As children grow up, especially once they past the age of being 3, they tend to be more independent and adventurous. When we are teaching them manners and behavior, we must always explain to them what are right and wrong and why is it so. Children have to be given these explanations because of their curious minds. Also one must not be too strict with our children. We must of course set boundaries for them within which they must behave.

While teaching them the right things, we must be flexible to a certain extent. Give them a choice of things that are right and the various ways in which they can do their tasks and behave well.


Moods and Mannerism in Children

Children are always in their happy world, content with their life and the things around them. But like aunts, at times even children suffer from mood swings and tend to get irate and angry. At many times, children behave moody and spoilt to test the limit of their parents. Some children, who feel that they do not get enough attention from their parents, throw temper tantrums as a means of attracting attention.


Methods to deal with children and their mood swings
The best way to deal with a moody or stubborn child is to create a distraction from the grieving or aggravating source. Even slightly variating the problem or situation may help improve the child's mood. At times measures like locking him up in a room may help. It must be clearly explained to the child that he is not being punished but his surroundings are just being changed to improve his mood. Shutting him up in a room gives both the mother and the child some time to themselves. Many a times when a child whines or cribs meaninglessly, it pays to turn a deaf ear and pretend that it never happened. Most probably after a while, the child will realize that he is having no effect on the parent and will ultimately give up whining and cribbing.


Bringing out the best in your child the age to learn
From the age of 3 to 6 a child's mind is extremely keen and receptive.
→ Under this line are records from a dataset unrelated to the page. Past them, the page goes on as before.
PR #1952, opened 2016-05-05
Add tklib 0.5 (Tk widgets standard library)

avsej:


pyhalov:
Note to myself: requires tcllib

avsej:
Yes, it does

PR #1966, opened 2016-05-08
Add name and notices

alarcher:
Bring back components from the release engineering consolidation:
- name is set to the latest snapshot,
- notices are copied from existing but the version in French is fixed because it had lost all the non-ASCII characters (accents, cedilla, ...),
- version and license are the same as original components,
- dates are updated.


pyhalov:
Can we generate date in /etc/release while publishing the package? Does it sound sane?

alarcher:
Sure.

alarcher:
Updated.

alarcher:
Commit added to retire consolidation.

PR #1967, opened 2016-05-08
Add hwloc 1.11.3

alarcher:


xen0l:
Component could be published, but I wasn't able to test it. The test suite ended with:

<pre>
============================================================================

It grasps in knowledge at a very fast pace and the child is very observant. At this age, if parents foster good behavior and thoughts in the child's mind, these habits and patterns will stick with the child throughout life.


Individual differences in children
What we must accept is that all children are different from one another and have different cognitive styles. Some are by nature aggressive and some tend to be shy, some are overbearing and dominating while some are timid and meek. What we must also accept is that the temperament of our child cannot be identical to that of our temperament. So we must not expect our child to be identical and behave in an identical manner as we do.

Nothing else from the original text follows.